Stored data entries
-------

PR #189, opened 2024-01-05
feat: Add Pagination component to WARP

imprashast:
This will add Pagination Component to WARP [WARP-135](https://nmp-jira.atlassian.net/browse/WARP-135)

Component on Desktop (From storybook):
Screenshot 2024-01-05 at 16 09 52

Component on Mobile (From storybook):
Screenshot 2024-01-05 at 16 10 06


package.json
```diff
@@ -90,10 +90,10 @@
   "dependencies": {
     "@chbphone55/classnames": "^2.0.0",
     "@lingui/core": "^4.3.0",
-    "@warp-ds/core": "^1.0.0",
-    "@warp-ds/css": "^1.6.1",
-    "@warp-ds/uno": "^1.1.0",
-    "@warp-ds/icons": "1.3.0-next.2",
+    "@warp-ds/core": "^1.0.2",
+    "@warp-ds/css": "1.7.0-next.1",
```
imprashast, line 94: Need to release warp-ds/css before merging

packages/pagination/src/Page.tsx
```diff
@@ -0,0 +1,65 @@
...
+
+  return (
+    <Button
+      pill
+      aria-label={ariaLabel}
+      {...props}
+      ref={ref}
+      rel="nofollow"
+      aria-current={isCurrentPage ? 'page' : undefined}
+      className={classNames(className, ccPagination.defaultPage, {
```
BalbinaK, line 56: I see that on hover the background color changes to `s-bg-primary-subtle-hover`, which looks like this:
Screenshot 2024-01-08 at 12 31 09
Shouldn't the colors get darker on hover and active state like in the case of primary buttons? I couldn't see any design examples for pagination component so I thought I'd double-check here.

imprashast: The colors are from what @magnuh has in pagination.yml (https://github.com/warp-ds/css/pull/121/commits/dae034881766d9cf26247ce34dc3ff000a0dd20b)

packages/pagination/src/CurrentPage.tsx
```diff
@@ -0,0 +1,44 @@
...
+  children?: React.ReactNode;
+} & React.HTMLAttributes<HTMLDivElement>;
+
+const CurrentPage = React.forwardRef<HTMLDivElement, CurrentPageProps>(
+  ({ children, className, ...props }, ref) => {
+    const { currentPage } = usePagination();
+
+    if (currentPage <= 1) {
+      return null;
+    }
```
BalbinaK, line 20: I think a component should always render something - I would move this condition to the parent instead, so it's apparent already there what will and what won't be rendered. Wdyt?

packages/pagination/src/FirstPage.tsx
```diff
@@ -0,0 +1,58 @@
...
+
+const FirstPage = React.forwardRef<
+  React.AnchorHTMLAttributes<HTMLAnchorElement>,
+  FirstPageProps
+>(({ className, ...props }, ref) => {
+  const { currentPage } = usePagination();
+
+  if (currentPage <= 2) {
+    return null;
+  }
```
BalbinaK, line 35: Same here.

packages/pagination/src/FirstPage.tsx
```diff
@@ -0,0 +1,58 @@
...
+import { pagination as ccPagination } from '@warp-ds/css/component-classes';
+import { usePagination } from './PaginationContainer.js';
+import IconChevronDoubleLeft16 from '@warp-ds/icons/react/chevron-double-left-16';
+import React from 'react';
+
+type FirstPageProps = {
+  /**
+   * @default First page
+   */
+  'aria-label'?: string;
```
BalbinaK, line 12: I think you should use `aria-label` or the translated default in line 37

packages/pagination/src/FirstPage.tsx
```diff
@@ -0,0 +1,58 @@
...
+  });
+
+  return (
+    <Button
+      pill
+      ref={ref}
+      {...props}
+      aria-label={ariaLabel}
+      className={className}
+      rel="start"
```
BalbinaK, line 51: What will `rel="start"` do here?

packages/pagination/src/FirstPage.tsx
imprashast: What do you mean? For someone using the FirstPage.tsx, they can either suppy their own aria-label or use the one we have in this library

packages/pagination/src/FirstPage.tsx
imprashast: This used to be for SEO, to specify which is the starting point but I'm not sure if it's needed

packages/pagination/src/FirstPage.tsx
BalbinaK: I meant that you should maybe do what you did in the PaginationContainer here: https://github.com/warp-ds/react/pull/189/files#diff-b4a4e56035a870c1373c2bf17afc691e9fdd9321e42da35f7a913d36ef3cbf71R67-R74
This way if aria-label prop exists, it would be used instead of the default one.

packages/pagination/src/NextPage.tsx
```diff
@@ -0,0 +1,86 @@
...
+          <span className={ccPagination.firstPageLabel}>{label}</span>
+        </Button>
+      )}
+      <Button
+        pill
+        aria-label={ariaLabel}
+        {...props}
+        ref={ref}
+        rel="next nofollow"
+        className={classNames(ccPagination.nextPage, className)}
```
BalbinaK, line 78: Maybe that's intended, but I saw that on mobile when I press Next/PrevPage button, the hover background color remains visible until I click elsewhere.
pagination-mobile
Screenshot 2024-01-08 at 13 23 13

packages/pagination/src/Page.tsx
magnuh: The colors are from the tokens sheet: https://docs.google.com/spreadsheets/d/1Q-Tr_dwJVfxgh3527IFjXQKqtnPPM42QeIr-M6q-zu8/edit#gid=1588196525&range=293:293
...so that is the correct behaviour. 🙂 
...but shouldn't the text for non active pages be link color (blue)? 🤔

BalbinaK: I now found a design [in Figma](https://www.figma.com/file/oHBCzDdJxHQ6fmFLYWUltf/Adi-sandbox%3A-Warp-variables-v2.0?type=design&node-id=818-35572&mode=design&t=LRe5aAQmwbCo9xYv-0), which also shows the primary-subtle-hover color.

felicia-haggqvist: It also looks like in the design from Figma that the text should have a font-weight 300, while here it seems to have a font-weight of 700. 🙂

imprashast: Hmm, we don't support 300 font weight. Only 400 & 700

packages/pagination/src/NextPage.tsx
imprashast: It doesn't matter since the page would have changed/reloaded. You can see this on the result page on tori/finn

packages/pagination/src/Page.tsx
felicia-haggqvist: Oh! 😄

BalbinaK (approved):
LGTM

felicia-haggqvist (approved):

-------

_WORK TASK_
What you should do is return the records above exactly, leaving nothing out.

_ANSWER SPACE_
PR #189, opened 2024-01-05
feat: Add Pagination component to WARP

imprashast:
This will add Pagination Component to WARP [WARP-135](https://nmp-jira.atlassian.net/browse/WARP-135)

Component on Desktop (From storybook):
Screenshot 2024-01-05 at 16 09 52

Component on Mobile (From storybook):
Screenshot 2024-01-05 at 16 10 06


package.json
```diff
@@ -90,10 +90,10 @@
   "dependencies": {
     "@chbphone55/classnames": "^2.0.0",
     "@lingui/core": "^4.3.0",
-    "@warp-ds/core": "^1.0.0",
-    "@warp-ds/css": "^1.6.1",
-    "@warp-ds/uno": "^1.1.0",
-    "@warp-ds/icons": "1.3.0-next.2",
+    "@warp-ds/core": "^1.0.2",
+    "@warp-ds/css": "1.7.0-next.1",
```
imprashast, line 94: Need to release warp-ds/css before merging

packages/pagination/src/Page.tsx
```diff
@@ -0,0 +1,65 @@
...
+
+  return (
+    <Button
+      pill
+      aria-label={ariaLabel}
+      {...props}
+      ref={ref}
+      rel="nofollow"
+      aria-current={isCurrentPage ? 'page' : undefined}
+      className={classNames(className, ccPagination.defaultPage, {
```
BalbinaK, line 56: I see that on hover the background color changes to `s-bg-primary-subtle-hover`, which looks like this:
Screenshot 2024-01-08 at 12 31 09
Shouldn't the colors get darker on hover and active state like in the case of primary buttons? I couldn't see any design examples for pagination component so I thought I'd double-check here.

imprashast: The colors are from what @magnuh has in pagination.yml (https://github.com/warp-ds/css/pull/121/commits/dae034881766d9cf26247ce34dc3ff000a0dd20b)

packages/pagination/src/CurrentPage.tsx
```diff
@@ -0,0 +1,44 @@
...
+  children?: React.ReactNode;
+} & React.HTMLAttributes<HTMLDivElement>;
+
+const CurrentPage = React.forwardRef<HTMLDivElement, CurrentPageProps>(
+  ({ children, className, ...props }, ref) => {
+    const { currentPage } = usePagination();
+
+    if (currentPage <= 1) {
+      return null;
+    }
```
BalbinaK, line 20: I think a component should always render something - I would move this condition to the parent instead, so it's apparent already there what will and what won't be rendered. Wdyt?

packages/pagination/src/FirstPage.tsx
```diff
@@ -0,0 +1,58 @@
...
+
+const FirstPage = React.forwardRef<
+  React.AnchorHTMLAttributes<HTMLAnchorElement>,
+  FirstPageProps
+>(({ className, ...props }, ref) => {
+  const { currentPage } = usePagination();
+
+  if (currentPage <= 2) {
+    return null;
+  }
```
BalbinaK, line 35: Same here.

packages/pagination/src/FirstPage.tsx
```diff
@@ -0,0 +1,58 @@
...
+import { pagination as ccPagination } from '@warp-ds/css/component-classes';
+import { usePagination } from './PaginationContainer.js';
+import IconChevronDoubleLeft16 from '@warp-ds/icons/react/chevron-double-left-16';
+import React from 'react';
+
+type FirstPageProps = {
+  /**
+   * @default First page
+   */
+  'aria-label'?: string;
```
BalbinaK, line 12: I think you should use `aria-label` or the translated default in line 37

packages/pagination/src/FirstPage.tsx
```diff
@@ -0,0 +1,58 @@
...
+  });
+
+  return (
+    <Button
+      pill
+      ref={ref}
+      {...props}
+      aria-label={ariaLabel}
+      className={className}
+      rel="start"
```
BalbinaK, line 51: What will `rel="start"` do here?

packages/pagination/src/FirstPage.tsx
imprashast: What do you mean? For someone using the FirstPage.tsx, they can either suppy their own aria-label or use the one we have in this library

packages/pagination/src/FirstPage.tsx
imprashast: This used to be for SEO, to specify which is the starting point but I'm not sure if it's needed

packages/pagination/src/FirstPage.tsx
BalbinaK: I meant that you should maybe do what you did in the PaginationContainer here: https://github.com/warp-ds/react/pull/189/files#diff-b4a4e56035a870c1373c2bf17afc691e9fdd9321e42da35f7a913d36ef3cbf71R67-R74
This way if aria-label prop exists, it would be used instead of the default one.

packages/pagination/src/NextPage.tsx
```diff
@@ -0,0 +1,86 @@
...
+          <span className={ccPagination.firstPageLabel}>{label}</span>
+        </Button>
+      )}
+      <Button
+        pill
+        aria-label={ariaLabel}
+        {...props}
+        ref={ref}
+        rel="next nofollow"
+        className={classNames(ccPagination.nextPage, className)}
```
BalbinaK, line 78: Maybe that's intended, but I saw that on mobile when I press Next/PrevPage button, the hover background color remains visible until I click elsewhere.
pagination-mobile
Screenshot 2024-01-08 at 13 23 13

packages/pagination/src/Page.tsx
magnuh: The colors are from the tokens sheet: https://docs.google.com/spreadsheets/d/1Q-Tr_dwJVfxgh3527IFjXQKqtnPPM42QeIr-M6q-zu8/edit#gid=1588196525&range=293:293
...so that is the correct behaviour. 🙂 
...but shouldn't the text for non active pages be link color (blue)? 🤔

BalbinaK: I now found a design [in Figma](https://www.figma.com/file/oHBCzDdJxHQ6fmFLYWUltf/Adi-sandbox%3A-Warp-variables-v2.0?type=design&node-id=818-35572&mode=design&t=LRe5aAQmwbCo9xYv-0), which also shows the primary-subtle-hover color.

felicia-haggqvist: It also looks like in the design from Figma that the text should have a font-weight 300, while here it seems to have a font-weight of 700. 🙂

imprashast: Hmm, we don't support 300 font weight. Only 400 & 700

packages/pagination/src/NextPage.tsx
imprashast: It doesn't matter since the page would have changed/reloaded. You can see this on the result page on tori/finn

packages/pagination/src/Page.tsx
felicia-haggqvist: Oh! 😄

BalbinaK (approved):
LGTM

felicia-haggqvist (approved):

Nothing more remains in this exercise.